Elles avaient en effet tout misé sur la massification des flux, comptant sur leur flotte imposante de gros-porteurs et sur leurs propres hubs, quitte à faire pression sur leurs marges. Sur son dernier exercice, Emirates a ainsi transporté 56,1 millions de passagers (en hausse de 8 %), mais a vu son coefficient de remplissage global se tasser à 75,1 %. Désormais, il s’agit de faire mieux et de sécuriser leur place sur le marché mondial. Toutes se lancent donc dans des stratégies de croissance externe. « A plus long terme, les compagnies du Golfe devront élargir leur présence géographique en se rapprochant d’autres compagnies et en organisant des partages de code. C’est le sens des dernières opérations de prises de participation menées par Qatar Airways. Alors qu’elle possède déjà plus de 20 % du groupe britannique IAG [propriétaire de British Airways et d’Iberia, NDLR], la compagnie est, par exemple, entrée au capital du brésilien Latam Airlines et à celui de Cathay Pacific à hauteur de 10 % », illustre Pascal Fabre, associé chez Alix Partners. Mais cette offensive pour rester dans la course exige de nouvelles compétences. Etihad, en se limitant à des acquisitions purement capitalistiques sans y intégrer une logique de complémentarité et de développement commercial, en a payé le prix fort.
La riposte en marche
Le message est bien passé. Les compagnies du Golfe connaissent leur première crise dans une industrie compliquée et en pleine transformation. Bénéficiant du soutien inconditionnel de leurs puissants émirats, elles n’ont pas attendu longtemps avant de prendre des mesures drastiques. La plus affaiblie, Etihad, rectifie déjà le tir en confirmant ses projets de collaboration sur les services à bord, la maintenance, le fret et la signature d’accords de partage de code avec Lufthansa. Par ailleurs, en septembre 2017, la compagnie d’Abou Dhabi a remercié son patron James Hogan et a recruté Tony Douglas pour le remplacer.

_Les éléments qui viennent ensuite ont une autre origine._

PR #12007, opened 2023-08-10
https_client: Move the sample to `net/` and add connection manager and Wi-Fi support

jtguggedal:
* Move the https_client sample to the net/ folder as preparation
to support multiple networking technologies.
* Rework the network handling to use the connection manager.
* Add support for nRF7002DK.

test-sdk-nrf: sdk-nrf-pr-12007


lemrey:
I would rather this sample be copied to /net than moved there, we use this sample a lot when working with nRF9160, have automated tests in CI and so forth.

samples/net/https_client/src/main.c
```diff
@@ -17,23 +17,21 @@
...
 #define HTTP_HEAD_LEN		(sizeof(HTTP_HEAD) - 1)
-
 #define HTTP_HDR_END		"\r\n\r\n"
 
 #define RECV_BUF_SIZE		2048
 #define TLS_SEC_TAG		42
 
 /* Macros used to subscribe to specific Zephyr NET management events. */
 #define L4_EVENT_MASK		(NET_EVENT_L4_CONNECTED | NET_EVENT_L4_DISCONNECTED)
+#define IP_EVENT_MASK		(NET_EVENT_IPV4_ADDR_ADD | NET_EVENT_IPV6_ADDR_ADD | NET_EVENT_IPV6_CMD_DAD_SUCCEED)
```
rlubos, line 34: `NET_EVENT_IPV6_CMD_DAD_SUCCEED` -> `NET_EVENT_IPV6_DAD_SUCCEED`
Is it really needed though? Doesn't seem to be handled in `ip_event_handler()`.

rlubos:
> I would rather this sample be copied to /net than moved there, we use this sample a lot when working with nRF9160, have automated tests in CI and so forth.

Would it be a big issue to switch to using the "generalized" sample? Having two copies of the sample IMO woudl just increase the maintenance cost.

lemrey:
> > I would rather this sample be copied to /net than moved there, we use this sample a lot when working with nRF9160, have automated tests in CI and so forth.
> 
> Would it be a big issue to switch to using the "generalized" sample? Having two copies of the sample IMO woudl just increase the maintenance cost.

perhaps not, but I would like to discuss #11604 in a meeting and try to find a resolution first, before we start moving samples out of `samples/cellular` into `samples/networking`

lemrey:
@MechanicV1 this sample is moving too, can you please update the tests?

samples/net/https_client/src/main.c
```diff
@@ -168,7 +153,61 @@ int tls_setup(int fd)
...
+		break;
+	}
+}
+
+static void ip_event_handler(struct net_mgmt_event_callback *cb,
+			     uint32_t event,
+			     struct net_if *iface)
+{
+	switch (event) {
+	case NET_EVENT_IPV4_ADDR_ADD:
```
rlubos, line 189: Since you already register for those events, maybe it'd make sense to actually print the assigned address? `cb->info` can be casted to `(const struct in_addr *)`/`(const struct in6_addr *)` (depending on the event) and then printed out (`net_addr_ntop()` can be used to convert address to a printable form).

samples/net/https_client/src/main.c
```diff
@@ -168,7 +153,61 @@ int tls_setup(int fd)
...
+		break;
+	}
+}
+
+static void connectivity_event_handler(struct net_mgmt_event_callback *cb,
+				       uint32_t event,
+				       struct net_if *iface)
+{
+	if (event == NET_EVENT_CONN_IF_FATAL_ERROR) {
+		printk("Fatal error received from the connectivity layer, rebooting\n");
```
rlubos, line 205: `rebooting` - is that really the case here?

samples/net/https_client/src/main.c
```diff
@@ -304,8 +301,65 @@ int main(void)
...
+		return 0;
+	}
+
+	k_sem_take(&network_connected_sem, K_FOREVER);
+
+	send_http_request();
+
+	/* A delay is in soome cases needed for the TCP stack to wrap up its work before taking down
+	 * the network interface.
+	 */
```
rlubos, line 355: `in some cases` - actually, I think it's safe to assume here, that it's reasonable to add a small delay between socket close / interface shutdown in all cases, to allow the TCP stack to gracefully teardown the connection. I'd remove that ambiguity from the comment, and just mention here that the small delay here is for the TCP connection teardown.

rlubos (commented):
Looks good, just some minor suggestions

divipillai (approved):

samples/net/https_client/sample.yaml
```diff
@@ -1,13 +1,22 @@
...
+    integration_platforms:
+      - nrf7002dk_nrf5340_cpuapp
+    platform_allow: nrf7002dk_nrf5340_cpuapp
+    extra_configs:
+      - CONFIG_WIFI_CREDENTIALS_STATIC_SSID="test-ssid"
+      - CONFIG_WIFI_CREDENTIALS_STATIC_PASSWORD="test-password"
+    tags: ci_build
   sample.cellular.https_client.tfm-mbedtls:
     build_only: true
     extra_args: OVERLAY_CONFIG="overlay-tfm_mbedtls.conf"
```
balaji-nordic, line 22: I think we need another build configuration that builds with this overlay for wifi

samples/net/https_client/src/main.c
```diff
@@ -168,7 +153,61 @@ int tls_setup(int fd)
...
+			     uint32_t event,
+			     struct net_if *iface)
+{
+	switch (event) {
+	case NET_EVENT_L4_CONNECTED:
+		printk("Network connectivity established and IP address assigned\n");
+		on_net_event_l4_connected();
+		break;
+	case NET_EVENT_L4_DISCONNECTED:
+		printk("Network connectivity lost, no IP address assigned\n");
```
balaji-nordic, line 176:
```suggestion
		printk("Network connectivity lost\n");
```

samples/net/https_client/src/main.c
```diff
@@ -304,8 +301,65 @@ int main(void)
...
+	/* Connecting to the configured connectivity layer.
+	 * Wi-Fi or LTE depending on the board that the sample was built for.
+	 */
+	err = conn_mgr_all_if_up(true);
+	if (err) {
+		printk("conn_mgr_all_if_up, error: %d\n", err);
+		return err;
+	}
+
+	/* Provision certificates before connecting to the LTE network */
```
balaji-nordic, line 335:
```suggestion
	/* Provision certificates before connecting to the network */
```

balaji-nordic (changes requested):

samples/net/https_client/src/main.c
KajaKoren: Actually this handler is not needed for the purpose of the sample, so it will be removed.

samples/net/https_client/sample.yaml
KajaKoren: This is not needed, it does not make sense to build the sample with this overlay for wifi, as it is already using Mbed TLS.

rlubos (approved):
LGTM, but please take a look at the compliance results (https://github.com/nrfconnect/sdk-nrf/actions/runs/6482379213/job/17601777566?pr=12007), there are a few minor issues reported.

balaji-nordic (approved):
Please fix compliance and squash the last commit with another one.

SeppoTakalo (approved):

KajaKoren (approved):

A charge pour le Britannique de mener un plan ambitieux de restructuration. De son côté, Emirates annonce la réduction du nombre de certains de ses vols, à destination des pays d’Afrique notamment. Outre la recherche d’une meilleure performance opérationnelle et de gestion des coûts, les compagnies du Golfe comptent bien relever les défis de l’innovation en investissant dans le numérique et réaffirmer leur positionnement haut de gamme. Reste la question de fond de la surcapacité de ces groupes aériens créés pour contribuer au rayonnement économique de leurs pays.
Sauront-ils nouer des partenariats, éventuellement avec des low cost, elles-mêmes en recherche de nouveaux flux ? Trouveront-ils des terrains d’entente sur leur marché saturé afin de mettre fin à des rivalités qui les affaiblissent? Ces compagnies jouent gros, mais elles disposent quand même de pas mal d’atouts pour profiter de la croissance du trafic dans la zone Asie-Pacifique.